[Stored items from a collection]

━━━━━━

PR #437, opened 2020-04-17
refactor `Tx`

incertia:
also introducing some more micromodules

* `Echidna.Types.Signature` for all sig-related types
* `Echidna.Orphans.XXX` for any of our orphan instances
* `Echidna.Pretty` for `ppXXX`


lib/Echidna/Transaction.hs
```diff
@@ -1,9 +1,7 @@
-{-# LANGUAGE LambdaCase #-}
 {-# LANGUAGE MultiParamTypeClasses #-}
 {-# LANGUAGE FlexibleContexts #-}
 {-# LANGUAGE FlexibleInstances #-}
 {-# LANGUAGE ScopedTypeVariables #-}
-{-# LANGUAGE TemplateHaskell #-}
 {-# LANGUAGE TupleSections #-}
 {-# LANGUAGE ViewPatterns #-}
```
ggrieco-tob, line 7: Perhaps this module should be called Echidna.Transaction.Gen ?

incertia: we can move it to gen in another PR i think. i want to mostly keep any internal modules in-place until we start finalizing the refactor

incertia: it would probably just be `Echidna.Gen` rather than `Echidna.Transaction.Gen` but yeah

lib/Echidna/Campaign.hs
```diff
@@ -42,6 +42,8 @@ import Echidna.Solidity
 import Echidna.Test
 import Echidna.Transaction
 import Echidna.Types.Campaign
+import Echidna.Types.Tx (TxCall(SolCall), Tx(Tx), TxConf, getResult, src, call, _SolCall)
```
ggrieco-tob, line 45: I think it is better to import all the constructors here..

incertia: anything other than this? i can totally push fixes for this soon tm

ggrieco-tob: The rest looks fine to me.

━━━━━━

## INSTRUCTIONS FOR THE TASK
Identify each line in the records above containing the word "this"; copy those lines.

## ANSWER SPACE
ggrieco-tob, line 7: Perhaps this module should be called Echidna.Transaction.Gen ?
incertia: anything other than this? i can totally push fixes for this soon tm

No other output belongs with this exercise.